4: Keep your personnel information up to date

You will need to ensure that all your employment information is valid and up to date at the end of the year. When conducting an audit, HMRC usually examine payroll and expense records to confirm that everything is as it appears. They will also cast an eye over your National Insurance and taxation.


5: Do some much-needed admin housekeeping 

Achieve administrative perfection for the whole fiscal year. For example, print and organise receipts and invoices or organise them in folders on your computer system to keep track of them.

You may want to look at Expense Management software like Expensify, Spendesk and Pleo (or accounting software like QuickBooks), which can manage expenses.

Round up all your paper and online documents, so you will be ready if any part of your financial reporting is challenged.

This process is much easier if you get into the habit of staying on top of your financial admin throughout the year. We’ve all fallen into the trap of prioritising other things longer than we should, and before you know it, you’ve got a huge admin task to get through.

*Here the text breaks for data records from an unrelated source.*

PR #2137, opened 2021-06-02
PHP8.1 Deprecation Passing Null to String Function

oleibman:
For each of the files in this PR, one or more statements can pass a null to string functions like strlower. This is deprecated in PHP8.1, and, when deprecated messages are enabled, causes many tests to error out. In every case, use coercion to pass null string rather than null.

This is:

```
- [x] a bugfix
- [ ] a new feature
```

Checklist:

- [x] Code style is respected


src/PhpSpreadsheet/Calculation/TextData/Extract.php
```diff
@@ -72,6 +72,6 @@ public static function right($value = '', $chars = 1): string
             $value = ($value) ? Calculation::getTRUE() : Calculation::getFALSE();
         }
 
-        return mb_substr($value, mb_strlen($value, 'UTF-8') - $chars, $chars, 'UTF-8');
+        return mb_substr($value ?? '', mb_strlen($value ?? '', 'UTF-8') - $chars, $chars, 'UTF-8');
```
MarkBaker, line 75: The null coalescence should probably be done before this point to avoid using it twice in this line.... for scrutinizer, each null coalescence increases the path count

MarkBaker (changes requested):

src/PhpSpreadsheet/Calculation/TextData/Extract.php
```diff
@@ -26,7 +26,7 @@ public static function left($value = '', $chars = 1): string
             $value = ($value) ? Calculation::getTRUE() : Calculation::getFALSE();
         }
 
-        return mb_substr($value, 0, $chars, 'UTF-8');
+        return mb_substr($value ?? '', 0, $chars, 'UTF-8');
```
MarkBaker, line 29: In the case of the Excel function implementations (particularly in the statistical functions), I typically handled these "optional" values in the initial extraction of values:

```php
public static function left($value = '', $chars = 1): string
{
    $value = ($value === null) ? '' : Functions::flattenSingleValue($value);
    $chars = ($chars === null) ? 1 : Functions::flattenSingleValue($chars);
    ...
}
```
Perhaps a similar approach would help create more consistency in the code

MarkBaker (changes requested):

src/PhpSpreadsheet/Calculation/TextData/Extract.php
oleibman: Are you certain about Scrutinizer's behavior here? I believe that PhpUnit's code coverage component treats `??` (but not `?:`) as any other operator, and does not add to the complexity rating when it is used. Does Scrutinizer behave differently?

I agree that we can avoid doing it twice in the same line. For this PR, I wanted to make all the changes exactly the same for easy review. In responding to your next comment, I am proposing to look at all of TextData. Can I fix this minor inefficiency at that time?

src/PhpSpreadsheet/Calculation/TextData/Extract.php
oleibman: For consistency's sake, I think these functions should use the same model as Engineering, MathTrig, DateTime, etc. - put the flattens and validations inside a try-catch block. I would be willing to look at this for all of TextData, but not as part of this PR.

My attempt to do something like this resulted in test failures, because your recoding above isn't quite right. Omitting the chars parameter from LEFT does act as if chars was supplied as one. However, supplying a null (e.g. `LEFT("ABC", A2)`, where A2 is an empty cell) makes LEFT act as if chars was supplied as zero. It is easy to fix your sample to reflect this, but I suspect there may be similar problems in other TextData functions. Again, I would be willing to investigate further, but not as part of this PR.

Also, the chars parameter is optional for LEFT and RIGHT, but chars and start are both required for MID, which the existing code does not recognize.

src/PhpSpreadsheet/Calculation/TextData/Extract.php
MarkBaker: I could be wrong about Scrutinizer; but technically it's the equivalent of an if/else statement with two paths through the code.

Happy to accept it as is now, with a look at simplifying it later

src/PhpSpreadsheet/Calculation/TextData/Extract.php
MarkBaker: Excel is a PITA sometimes, particularly with the way it allows "missing" arguments, that aren't trailing values.... the calculation engine passes a null in those cases

Now that we've done the bulk work on moving the Excel functions out of the mega classes, it will be a lot more practical to rationalise all validations down to a common validation class; and apply the flattens within the try/catch as you suggest
Further investigation could be awkward, as I'm not sure that OpenOffice and Gnumeric necessarily follow Excel's behaviour; and I don't believe that Excel itself has been completely consistent from version to version

MarkBaker (approved):

MarkBaker:
Idly wondering how much overhead it would add to the calculation engine to use Reflection to read the method signature, and pass in any appropriate default value as defined in that signature if an argument had been left blank, rather than sending a null value to the method.... that way, any null values received by the method could only be the result of a null value cell or an explicit null argument

It might be worth an experiment, to see how much overhead it might add in terms of performance... I'll have a go sometime in the coming weeks, just to see if it works out

MarkBaker:
Spent the weekend working on this as [PR #2143](https://github.com/PHPOffice/PhpSpreadsheet/pull/2143) (PR Is still in draft, because I want to clean up the code a bit). It works well, and with the change any null value passed to a function implementation is a genuine null, and not an empty argument... empty arguments are pre-populated with the defined default values for the argument.

I still need to run some performance tests, but the overhead doesn't seem excessive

Staying on top of it as you go makes your life easier and is more efficient in the long run.


6: Make back-ups 

Financial year-end reporting takes a lot of data and time to organise, so regularly back up your accounts and tax return. In this way, if any data is lost, you can pick up from where you left off.


Include your R&D application in your Tax Return Form

The document you need to provide HMRC with is your Company Tax Return Form (CT600). This document will also allow you to submit your R&D Application, which is a great way to offset part of your current and future Corporation Tax Bill or give your business a cash injection.

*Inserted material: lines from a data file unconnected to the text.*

PR #2162, opened 2021-06-15
Autofilter Part 2

oleibman:
Most of the remaining 32-bit-unsafe date handling that remains in PhpSpreadsheet is in AutoFilter. Cleaning this up demonstrated that there are a lot of problems with AutoFilter, and I will do it in two pieces. Part 1 was PR #2141 which I have just merged.

In this PR:
- Fix remaining 32-bit dates in filterTestInDateGroupSet.
- Also in some of the existing AutoFilter samples. Note that the comments in two of those said the filter was being set for the first day of each month, but the code specifies the last day - I have corrected the comments.
- Remove mocking in unit tests for AutoFilter in favor of 'real' tests.
- Code coverage is now 100% in all of AutoFilter, AutoFilter/Column, and AutoFilter/Common/Rule.
- No remaining AutoFilter(/Column(/Rule)) exceptions in Phpstan baseline.
- Documentation for escaping of asterisk, question mark, and tilde in text filters included spurious backslashes which are now removed.
- Text filter escaping of question mark did not work. There had been no unit tests for any text filtering.
- Likewise there had been no testing for TopTen.
- Above- and below- average filters were not working because they acquired their Calculation instance incorrectly. There had been no tests.
- Several unchanging private static arrays in Rule were changed to private const arrays.
- Clones are now tested.
- RuleTest is moved to same directory as other tests.

This is:

```
- [x] a bugfix
- [ ] a new feature
```

Checklist:

- [x] Code style is respected


src/PhpSpreadsheet/Worksheet/AutoFilter.php
```diff
@@ -453,12 +454,10 @@ private static function filterTestInPeriodDateSet($cellValue, $monthSet)
...
     /**
      * Search/Replace arrays to convert Excel wildcard syntax to a regexp syntax for preg_matching.
-     *
-     * @var array
      */
-    private static $fromReplace = ['\*', '\?', '~~', '~.*', '~.?'];
+    private const FROM_REPLACE = ['~~', '~\\*', '\\*', '~\\?', '\\?', "\x1c"];
 
-    private static $toReplace = ['.*', '.', '~', '\*', '\?'];
+    private const TO_REPLACE = ["\x1c", '[*]', '.*', '[?]', '.', '~'];
```
MarkBaker, line 460: > Documentation for escaping of asterisk, question mark, and tilde in text filters included spurious backslashes which are now removed.

Note that there is now a helper class for handling this, the `WildcardMatch` class that's used by the Database functions. You can find examples of its use in the `buildCondition()` method of `DatabaseAbstract` or in the `ExcelMatch` class used for the Excel `MATCH()` function.
It handles a lot more edge cases than this version: I'd forgotten that it was also needed for AutoFilter as well.

MarkBaker (changes requested):
Id recommend switching to use of the WildCard class for handling wildcards in text searches, because it handles a lot of edge cases that this original simplistic method didn't take into account

src/PhpSpreadsheet/Worksheet/AutoFilter.php
oleibman: WildcardMatch does not handle `~~` correctly. I will change it to do so, and expect to have an update to this PR shortly.

oleibman: Latest push corrects, simplifies (one str_replace in lieu of two str_replaces and a preg_replace), and comments WildcardMatch, and changes AutoFilter to use it. AutoFilter was already testing for `~~`; I added an additional test for that to MATCH as well.

MarkBaker (approved):

MarkBaker:
Note that we have a few issues with PHP8.1 nightly that will need addressing before the planned November release of that PHP version; although some of these issues are with phpunit dependencies

PR #2177, opened 2021-06-22
fix 'Illegal offset type' error - authorId is SimpleXmlElement

jasverix:
This is:

- [x] a bugfix
- [ ] a new feature

Checklist:

- [x] Code style is respected

Got an 'illegal offset type' trying to read Excel file with comments.

### DIFF
--- a/src/PhpSpreadsheet/Reader/Xlsx.php
+++ b/src/PhpSpreadsheet/Reader/Xlsx.php
@@ -896,7 +896,7 @@ class Xlsx extends BaseReader
                                     foreach ($commentsFile->commentList->comment as $comment) {
                                         $commentModel = $docSheet->getComment((string) $comment['ref']);
                                         if (!empty($comment['authorId'])) {
-                                            $commentModel->setAuthor($authors[$comment['authorId']]);
+                                            $commentModel->setAuthor($authors[(string) $comment['authorId']]);
                                         }
                                         $commentModel->setText($this->parseRichText($comment->text));
                                     }


MarkBaker:
The problem is really a bit more deep-seated than this

Microsoft recently added "threaded comments" as a new feature.... the worst thing about it seems to be a renaming between Comments (threaded) and Notes (which used to be called Comments).... among other changes that this entails, the author of a comment is no longer stored with the comment itself in the new files, but instead the comment holds a pointer reference to a list of authors.
While this code eliminates an error message, it doesn't actually address the problem

src/PhpSpreadsheet/Reader/Xlsx.php
```diff
@@ -896,7 +896,7 @@ public function load(string $pFilename, int $flags = 0)
                                     foreach ($commentsFile->commentList->comment as $comment) {
                                         $commentModel = $docSheet->getComment((string) $comment['ref']);
                                         if (!empty($comment['authorId'])) {
-                                            $commentModel->setAuthor($authors[$comment['authorId']]);
+                                            $commentModel->setAuthor($authors[(string) $comment['authorId']]);
```
MarkBaker, line 899: The autoincremented index for the standard PHP enumerated `$authors` array is an integer value, so you really should be casting to `int` here, not to `string`.

MarkBaker (commented):
How immediate is this as a problem for you?

While this simple solution may resolve any loader errors, it will not resolve the problems that MS have introduced with their changes to the types of comments that can be made, or with the way threaded comments are now handled.... threaded comments no longer store the author in the authors list, but in a separate xml file, and the comment itself is no longer stored in the comments list here for threaded comments... even the substitute message stored here isn't stored in the same way

In other words, can you wait until we provide support for those changes to the comments structure, which should be within the next 2-3 weeks

jasverix:
I have added this PR in my fork in "repositories" in composer.json, so I don't have any immediate need for this to be merged. I am just going to remove the "repositories" entry when you have found a solution. Thank you in advance!

PR #2178, opened 2021-06-22
Reader/Gnumeric vs. Scrutinizer

oleibman:
Just reviewing Scrutinizer's list of "bugs". There are 19 ascribed to me. For some, I will definitely take no action (e.g. use of bitwise operators in AND, OR, and XOR functions). However, where I can clean things up so that Scrutinizer is satisfied and the resulting code is not too contorted, I will make an attempt.

I believe this is the only one with which will involve more than 2 or 3 changes. It fixes 5 items ascribed to me, and 4 to others.

This is:

```
- [x] a bugfix
- [ ] a new feature
```

Checklist:

- [x] Code style is respected


src/PhpSpreadsheet/Reader/Gnumeric.php
```diff
@@ -266,9 +266,10 @@ public function loadIntoExisting(string $pFilename, Spreadsheet $spreadsheet): S
         (new Properties($this->spreadsheet))->readProperties($xml, $gnmXML);
 
         $worksheetID = 0;
-        foreach ($gnmXML->Sheets->Sheet as $sheet) {
+        foreach ($gnmXML->Sheets->Sheet as $sheetOrNull) {
+            $sheet = self::testSimpleXml($sheetOrNull);
             $worksheetName = (string) $sheet->Name;
-            if ((isset($this->loadSheetsOnly)) && (!in_array($worksheetName, $this->loadSheetsOnly))) {
+            if (is_array($this->loadSheetsOnly) && !in_array($worksheetName, $this->loadSheetsOnly)) {
```
MarkBaker, line 272: The `in_array()` check should also use the 3rd argument for strict checking

MarkBaker (changes requested):

src/PhpSpreadsheet/Reader/Gnumeric.php
oleibman: Thanks, hadn't known about the extra argument.

MarkBaker: Most of this codebase was written before it was introduced to PHP, but I try to apply it whenever I'm modifying anything and notice an `in_array()`

PR #2181, opened 2021-06-23
Check for existance of cellCollection before we try to use it

thunderquiet:
Will update these as I go along after we confirm the fix is good in our internal projects.

This is:

```
- [X ] a bugfix
- [ ] a new feature
```

Checklist:

- [X] Code style is respected


MarkBaker (commented):
What problem is this trying to solve? What error does it fix?

If a worksheet exists, then a cell collection should also exist, because it's defined in the sheet's constructor.

We need unit tests to prove that this works if it is a fix for some problem

thunderquiet:
I was able to fix the issue in the code we maintain. Closing this one out as its no longer required.

For reference, we were calling disconnect on a sheet but some formulas in other sheets were still refering to it. Hence cell collection was null and trying to access it would blow up.

PR #2188, opened 2021-06-25
DOCS: Gridlines when printing

woytam:
This is:
```
- [X] a bugfix of docs
```

I think that right function to show/hide grid lines when printing is `setPrintGridlines()` and not `setShowGridlines()` as said in docs.


oleibman:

Before submitting your R&D application you need to remember:

1: Timing 

Be aware of your year-end. After the deadline, you lose the option to make an application for your retrospective year. For example:

  • If your year-end is March 2022, you can recover the costs from the periods ending March 2020 and March 2021, in addition to your current 2022 year after it’s closed off. If you submit your application afterthe end of March 2022, you will lose the option to make an application for March 2020.

You also have the option to reduce your Corporation Tax (CT) bill. Typically, you pay CT 9 months after your business’s year-end. If this is coming up, an R&D application could be a great way to reduce your CT bill!


2: Eligibility

Consider your company size and make sure you are recovering under the correct incentive – the SME incentive (for small to medium businesses) or the RDEC incentive (for larger companies). Remember, you also need to consider the implications of potential funding received, such as COVID-19 support funding.

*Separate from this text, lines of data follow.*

Issue #1663, opened 2020-10-01
PHP8 breaks Writer/Xlsx/LocaleFloatsTest; Probably Not Fixable


oleibman:
This is:

```
- [X] a bug report
- [ ] a feature request
- [X] **not** a usage question (ask them on https://stackoverflow.com/questions/tagged/phpspreadsheet or https://gitter.im/PHPOffice/PhpSpreadsheet)
```

### What is the expected behavior?
Unit test sets locale to France, sets cell to 1.1, and reads contents of cell expecting "1,1".
Test succeeds under PHP7; it fails ("1.1") with PHP8. The PHP RFC authorizing the breaking change is:
https://wiki.php.net/rfc/locale_independent_float_to_string
Quoting from there, "In our opinion, the backward compatibility break won't be very serious in practice ..."
It isn't all that difficult to "fix" the test - skip it for PHP8, or delete it as you probably will have to eventually,
or use sprintf (except that will be testing PHP itself, not PhpSpreadsheet), probably others.
The problem is that, even if the test is changed, users depending on the current behavior will view this as a
PhpSpreadsheet problem.
In North America, I am pretty much insulated from this problem. I cannot guess how seriously it might be seen in Europe.

### What is the current behavior?
"1,1" with PHP7, "1.1" with PHP8.

### What are the steps to reproduce?
Existing unit test Writer/Xlsx/LocaleFloatsTest.php demonstrates the problem.

### Which versions of PhpSpreadsheet and PHP are affected?
PHP8, all versions of PhpSpreadsheet.

oleibman:
Undoing stalebot.

oleibman:
My initial tests had been with a Release Candidate version of PHP8. Current testing suggests that var_dump has changed since then to produce locale-aware output, which would mean that no changes are required to unit tests. I don't see anything in the change logs which suggest that this behavior has been changed, so I will leave the issue open for now and continue to monitor. The affected test is skipped in the PhpUnit tests on GitHub, because trying to set the locale fails, presumably because only one locale is installed on the test system (or, at least, fr_FR.UTF-8 isn't available). This appears to be the case for all PHP releases which are part of the unit test, not just 8.0/8.1. This isn't ideal; I don't know what can be done to change that. The tests are executed on my local systems.

oleibman:
[...]

PR #2191, opened 2021-06-26
Correct Some Problems Which Will Show Up for PHP8.1

oleibman:
This is:

```
- [x] a bugfix
- [ ] a new feature
```

Checklist:

- [x] Code style is respected

Correct Some Problems Which Will Show Up for PHP8.1

PHP8.1 wants to issue a message when you use a float where it thinks you ought to be using an int (it wants its implicit casts made explicit). This is causing unit tests to fail. The following corrections are made in this PR:
- Calculation.php tests `isset(self::binaryOperators[$token])`, where token can be a float. No numeric values are members of that array, so we can test for numeric before isset.
- SharedOle.php packs a float, intending it as an int, in 2 places. I simplified the logic here, and added explicit casts to avoid the problem. This is used by Xls Reader and Writer; as added confirmation, I added some timestamps from before 1970 (i.e. negative values) to Document/EpochTest. Because of this, the test suite has been verified for 32-bit PHP as well as PHP 8.1.
- Writer/Xlsx/StringTable tests `isset($aFlippedStringTable[$cellValue])`. This is the same problem as in Calculation, but requires a different solution. The same if statement here also tests that the datatype is string, but it does so after the isset test. Changing the order of these tests avoids the problem.

There remain PHP8.1 errors having to do with vendor code used as a polyfill for Enum. @MarkBaker has reported the issue to the vendor.


oleibman:
Apologies for the multiple commits. I started out from the wrong baseline.

MarkBaker:
Enum polyfill issue has now been resolved

MarkBaker:
Three issues now remain for PHP 8.1, all in mPdf

oleibman:
FWIW, I reported the Mpdf Php8.1 issues a while back. They closed my ticket immediately, and were, I thought, quite rude about it. The fix on their side is really easy, but I'm not going to attempt it again. Perhaps you'll have better luck.

There is still an issue with LocaleFloatsTest. It fortuitously is skipped because there is no "French" environment set up when Github runs the unit tests. However, if there were one, the test would fail, for the same reason as I thought it would fail for 8.0 (issue #1663).

PR #2195, opened 2021-06-29
Use certer for vertical-align in Excel when meet vertical-align:middel in CSS

nkjackzhang:
…Excel

This is:

```
- [x] a bugfix
- [ ] a new feature
```

Checklist:

- [x] Code style is respected

When convert HTML to Excel, and meet `vertical-align: middle` for `td` element in CSS, we should not set "middle" to `vertical` field in `Alignment`, which doesn't work, instead, we should set "center" to it.


src/PhpSpreadsheet/Style/Alignment.php
```diff
@@ -240,6 +240,10 @@ public function setVertical($pValue)
             $pValue = self::VERTICAL_BOTTOM;
         }
 
+        if ($pValue == 'middle') {
```
MarkBaker, line 243: It would be better if the method actually validated that the argument passed in was a valid entry from the possible values in the set of defined constants `self::VERTICAL_*` rather than arbitrary case-sensitive values; providing the default `VERTICAL_BOTTOM` if the value wasn't valid.

Likewise, it would also be good if a similar check was performed on setting horizontal alignment

MarkBaker (changes requested):

src/PhpSpreadsheet/Style/Alignment.php
nkjackzhang: I find a function in [Writer/Html](https://github.com/PHPOffice/PhpSpreadsheet/blob/2ae948a31915c19e2748d26845eee8f4bb012302/src/PhpSpreadsheet/Writer/Html.php#L240-L243), which is used to map vertical alignment in Excel to `vertical-align` in CSS, but it maps both `center` and `justify` in Excel to `middle` in CSS. Can i only map `middle` to `certer` and ignore `justify`?

MarkBaker: The solution then should be in the mapping for the HTML Writer, providing a mechanism that allows the defined valign mapping VALIGN_ARR to be overridden with a custom mapping

oleibman:
Converting to draft. Change is superseded by PR #3048. If that change is merged, I will close this one.

oleibman:
Superseded by 3048, which has just been merged. Closing this PR.

Issue #1897, opened 2021-03-04
Sheet Password Protection not working with default algorithm and password length greater than 24


Wazzledi:
This is:

```
- [x] a bug report
- [ ] a feature request
- [ ] **not** a usage question (ask them on https://stackoverflow.com/questions/tagged/phpspreadsheet or https://gitter.im/PHPOffice/PhpSpreadsheet)
```

### What is the expected behavior?

If i use the Password Protection in PHPSpreadsheet i should not unprotect the File in Excel without using the password.

### What is the current behavior?

When using the default hash algorithm for password protection with a password longer than 24 characters and write to a XLSX file, i can easily unprotect the worksheet without a password.

This error is only affecting XLSX files in my tests.

### What are the steps to reproduce?

Run the code below to create an unprotected file and a protected file.

After creating the files open the notProtected.xlsx file in excel and try to remove the protection with the unprotect sheet option in the review tab.

In my tests the sheet gets unprotected without entering a password.

As comparison: When trying to remove the protection in the protected.xlsx file i have to enter a password to unlock the file.

```php
<?php


use PhpOffice\PhpSpreadsheet\Spreadsheet;
use PhpOffice\PhpSpreadsheet\Writer\Xlsx;

require_once __DIR__ . "/vendor/autoload.php";

// Create new Spreadsheet object for protected spreadsheet
$spreadsheetProtected = new Spreadsheet();

$protection = $spreadsheetProtected->getActiveSheet()->getProtection();
//Password length <= 24
$protection->setPassword("ABCDEFGHIJKLMNOPQRSTUVWX");
$protection->setSheet(true);

$writer = new Xlsx($spreadsheetProtected);
$writer->save("protected.xls");

// Create new Spreadsheet object for unprotected spreadsheet
$spreadSheetNotProtected = new Spreadsheet();

$protection = $spreadSheetNotProtected->getActiveSheet()->getProtection();
//Password length > 24
$protection->setPassword("ABCDEFGHIJKLMNOPQRSTUVWXY");
$protection->setSheet(true);

//Only broken for xlsx
$writer = new Xlsx($spreadSheetNotProtected);
$writer->save("notProtected.xls");
```

### Which versions of PhpSpreadsheet and PHP are affected?

Used PHPSpreadsheet Version: 1.17.1

Used PHP Version: 7.4.10

oleibman:
[...]

PR #2197, opened 2021-06-29
Fix Worksheet Passwords

oleibman:
Fix for issue #1897.

The existing hashing code seems to work correctly almost all the time, but there are exceptions. It is replaced by an exact implementation of the spec, including a link to the spec in the comments. Cases known to fail are added to the unit test suite.

The spec expects the string to be at most 255 bytes (yes, bytes not characters). The program had permitted any length; it will now throw an exception when the maximum length is exceeded.

Xls does not support any hashing algorithm except basic. The Xls writer had, nevertheless, accepted the results of any of the other possible algorithms. This leads to (a) a worksheet that can't be unprotected, and (b) deprecation notices during the write (because it is using hexdec, which expects only hex characters, and the other algorithms generate non-hex characters). I have changed Xls writer to ignore passwords generated by other algorithms. An alternative would be to have the password hasher generate both an algorithmic password (for use by Xlsx) and a basic password (for use by Xls); I think that is too complex a solution, but can look into it if you think it worthwhile. The documentation mentions that the other algorithms are usable only for Xlsx, so I don't think a doc change is required.

I do not see any current support for Worksheet passwords in ODS Reader or Writer. I did not add support in this PR.

I added a new test to confirm the password for reading a spreadsheet is consistent with the one used for writing it. As you can see from the comments for the new test, it had an unusual problem with a somewhat unusual solution.

This is:

```
- [x] a bugfix
- [ ] a new feature
```

Checklist:

- [x] Code style is respected


oleibman:
I found the test (SettingsTest) which created the unusual problem for my new test. Expect a new commit/push to this PR later today.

3: Understand your recovery options

The R&D benefit can be received in many ways and differs from a profit-making to a loss-making company. The benefits of each recovery option vary depending on the circumstances; profitable companies will get a reduction in future tax payable, or a refund of tax paid, whilst loss-making companies can choose to get a reduction in future tax payable or a cash credit.

Remember, your tax position will influence the way that your R&D benefit will be received. Understanding these implications can help to ensure your recovery is maximised.


4: Use an expert 

The guidance provided by HRMC on the R&D incentive is a lot broader than people realise, so it’s important to ensure you are recovering costs from all eligible projects. As there are multiple misconceptions around the costs that are eligible to be recovered, using an R&D expert will ensure you get these correct and are recovering costs against eligible projects .


Don’t get caught in the rush of the year-end submission! Follow these tips and make any month your favourite month of the year!